Please visit Ombudsman for details on the Ombudsman in your area.

I have Health insurance from my company. Do I need more?

It’s wonderful that you work in an organization that cares for its employees and that you have health insurance via them.

Surely you know that this policy is valid only while you are working with this company. In other words, the policy ceases to exist the day you leave the company. It is advised that you keep your own health insurance policy too for the following reasons:

  • Company Mediclaim policy covers are generally limited. In today’s age and world when quality healthcare is expensive and the costs are only appreciating, an extra cushion definitely will offer a lot of peace of mind and support when needed
  • Generally, company Mediclaim policies kick in a month or later than your date of joining at that particular organization, leaving you vulnerable and without cover after your previous job and before this cover kicks in. It’s advisable that you do not play the probability game and be too sure. Life is unpredictable and we should always be ready
  • Your company Mediclaim cover may not cover all possible aspects of your health. While it’s certainly very useful to have, it does a lot of good if you sit down and compare features and benefits of multiple policies and pick the one most suitable for your needs

I am changing jobs/cities. Will my policy still be active?

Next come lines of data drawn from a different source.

PR #4895, opened 2026-06-05
feat(cli/rustup-mode): warn about auto-installation in some subcommands

### LINKED ISSUE #4894: Warn about auto-installation in some `rustup` subcommands
Follow-up to #4836: a deprecation warning should be added to the v1.29 releases regarding the upcoming breaking changes in https://github.com/rust-lang/rustup/pull/4840.

PS: This deprecation warning is important because I've seen people using e.g. `rustup show` to install the active toolchain, as there was a time when `rustup toolchain install` wasn't available (v1.27 and earlier) and that was the only way to install the active toolchain without calling the proxy.

rami3l:
Adapted from [`c037408` (#4840)](https://github.com/rust-lang/rustup/pull/4840/changes/c0374080555d64b694bbba0a49036cf6f3ee3289); closes #4894.

### DIFF
--- a/src/config.rs
+++ b/src/config.rs
@@ -142,10 +142,10 @@ impl<T> EnsureInstalled<T> {
 }
 
 impl<T: Display> EnsureInstalled<T> {
-    fn warn_auto_install(&self, process: &Process) {
+    fn warn_auto_install(&self, cfg: &Cfg<'_>) {
         // If we're already in a recursion, or we haven't just installed the active toolchain, then
         // don't print the warning.
-        let recursions = process.var("RUST_RECURSION_COUNT");
+        let recursions = cfg.process.var("RUST_RECURSION_COUNT");
         if recursions.is_ok_and(|it| it != "0") || !matches!(self.status, UpdateStatus::Installed) {
             return;
         }
@@ -562,7 +562,7 @@ impl<'a> Cfg<'a> {
         match self.ensure_active_toolchain(true, false).await {
             Ok(r) => {
                 let (tc, source) = r;
-                tc.warn_auto_install(self.process);
+                tc.warn_auto_install(self);
                 Ok(Some((tc.inner, source)))
             }
             Err(e) => match e.downcast_ref::<RustupError>() {
@@ -768,7 +768,7 @@ impl<'a> Cfg<'a> {
                 let install_if_missing = self.should_auto_install()?;
                 let EnsureInstalled { inner: tc, status } =
                     Toolchain::from_local(tc, install_if_missing, self).await?;
-                EnsureInstalled::new(tc.name(), status).warn_auto_install(self.process);
+                EnsureInstalled::new(tc.name(), status).warn_auto_install(self);
                 Ok((tc, source))
             }
             None => {
--- a/src/config.rs
+++ b/src/config.rs
@@ -154,6 +154,16 @@ impl<T: Display> EnsureInstalled<T> {
             "the missing active toolchain `{}` has been auto-installed",
             self.inner,
         );
+
+        if !cfg.allow_auto_install {
+            // NOTE: Special behavior for rustup v1.29
+            warn!("auto-installation is deprecated for most `rustup` commands");
+            warn!("scripts relying on this behavior in `rustup` may stop working in the future");
+            warn!("to install the active toolchain, use `rustup install` instead");
+            warn!("see <https://github.com/rust-lang/rustup/issues/4836> for more info");
+            return;
+        }
+
         warn!("this might cause rustup commands to take longer time to finish than expected");
         info!("you may opt out with `RUSTUP_AUTO_INSTALL=0` or `rustup set auto-install disable`");
     }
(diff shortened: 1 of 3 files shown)


rami3l:
Hmmm the blast radius is too large.

Lemme think: maybe we should just print the warning as an additional step for `warn_auto_install()`?

src/config.rs
```diff
@@ -156,6 +156,15 @@ impl<T: Display> EnsureInstalled<T> {
         );
         warn!("this might cause rustup commands to take longer time to finish than expected");
         info!("you may opt out with `RUSTUP_AUTO_INSTALL=0` or `rustup set auto-install disable`");
+
+        if cfg.allow_auto_install {
+            return;
+        }
+
+        // NOTE: Special behavior for rustup v1.29
+        warn!("auto-installation of the active toolchain is enabled when running `rustup`");
```
djc: Seems weird to have both the warning above and this warning shown at the same time?

*[View changes since the review](https://triagebot.infra.rust-lang.org/gh-changes-since/rust-lang/rustup/4895/4e5b12c366f9cf575746b5a34e33220e5c4e3303..5f10e420bb936005a118ed520380d0cee1aeb981)*

src/config.rs
```diff
@@ -423,10 +432,6 @@ impl<'a> Cfg<'a> {
     }
 
     pub(crate) fn should_auto_install(&self) -> Result<bool> {
-        if !self.allow_auto_install {
```
djc, line 426: What is this trying to achieve?

*[View changes since the review](https://triagebot.infra.rust-lang.org/gh-changes-since/rust-lang/rustup/4895/4e5b12c366f9cf575746b5a34e33220e5c4e3303..5f10e420bb936005a118ed520380d0cee1aeb981)*

rami3l: @djc Thanks for asking!

In [`c037408` (#4840)](https://github.com/rust-lang/rustup/pull/4840/changes/c0374080555d64b694bbba0a49036cf6f3ee3289) which is what this PR is based on, `self.allow_auto_install` is used to reject auto install from happening which is achieved by passing `false` instead of `true` for some `rustup` subcommands which will cause this function to reject auto installation right away.

However, since it is decided that in 1.29 we should only warn instead of rejecting directly, this commit replaces it with a warning.

It should be noted that the warning should have existed in this function but since this will cause too many false positives (we should only show it when an auto-installation is actually triggered, not whenever we are in an auto-install deprecated subcommand), it is moved to another module.

rami3l: Please don't hesitate to suggest any changes if you think that will make your review easier.

src/config.rs
rami3l: @djc Good catch!

How about showing the existing warning only when the deprecation notice is not shown?

rami3l: @djc I have adjusted the logic accordingly and reused the first line of the existing warning. Please tell me if you think the wording could use more adjustment.

src/config.rs
```diff
@@ -154,6 +154,16 @@ impl<T: Display> EnsureInstalled<T> {
...
             self.inner,
         );
+
+        if !cfg.allow_auto_install {
+            // NOTE: Special behavior for rustup v1.29
+            warn!(
+                "this is deprecated for most `rustup` commands and may not work in a future release"
+            );
+            warn!("see <https://github.com/rust-lang/rustup/issues/4836> for more info");
+            return;
```
djc, line 164: Okay, now I am confused about this (sorry). The way I read this, this will issue a warning for subcommands for which `allow_auto_install()` yields `false` exactly because they don't use the active toolchain anyway.

So am I misunderstanding this or is this pure noise?

*[View changes since the review](https://triagebot.infra.rust-lang.org/gh-changes-since/rust-lang/rustup/4895/4e5b12c366f9cf575746b5a34e33220e5c4e3303..69a3107dd1129ea83c3e6cab2ad17dbc6becd682)*

rami3l: @djc Your understanding looks correct to me.

Looking back I'd argue that `allow_auto_install` might no longer be the best name here anymore because it now stands for "allows auto install in v1.30" or "should not emit a deprecation warning in v1.29" which is making the code harder for you to review. Is that you are trying to say?

I can offer to do a cleanup commit upfront in which I'll rename this variable, if that makes it easier for you 🙏

One downside for that is that it might make future backports more difficult if they happen to touch this part 🤔

djc: I'm suggesting that it does not make sense to warn about this because automatic installation is not actually affecting the running command anyway.

rami3l: @djc It doesn't mean anything in the context of the current command indeed, but I've seen people using this (e.g. `rustup show`) to install the active toolchain, because there was a time when `rustup toolchain install` wasn't available (v1.27 and earlier) and that was the only way to install the active toolchain. Maybe it makes more sense to you now?

rami3l: Hmmm maybe for the sake of clarity I should have added "to install the active toolchain, use `rustup toolchain install` instead" or something like that.

djc: The warning states "this is deprecated", but I don't think "this" is going to be necessarily very clear for uninformed users. Suggest expanding it.

(Otherwise I better understand the objective now, thanks.)

rami3l: @djc I've reworded the warning for a bit. Hope that looks better to you :)

djc (approved):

Congratulations on your new job/life. India being a union and a single regulatory market for insurance (regulated by the IRDAI), allows you to settle anywhere and do anything without impacting your insurance policies. Even if you are an NRI, you can buy Indian insurance policies or keep them. However please read the insurance contract to determine if your new job is considered hazardous in anyway. In such a scenario, it may increase your premium or be not applicable at all.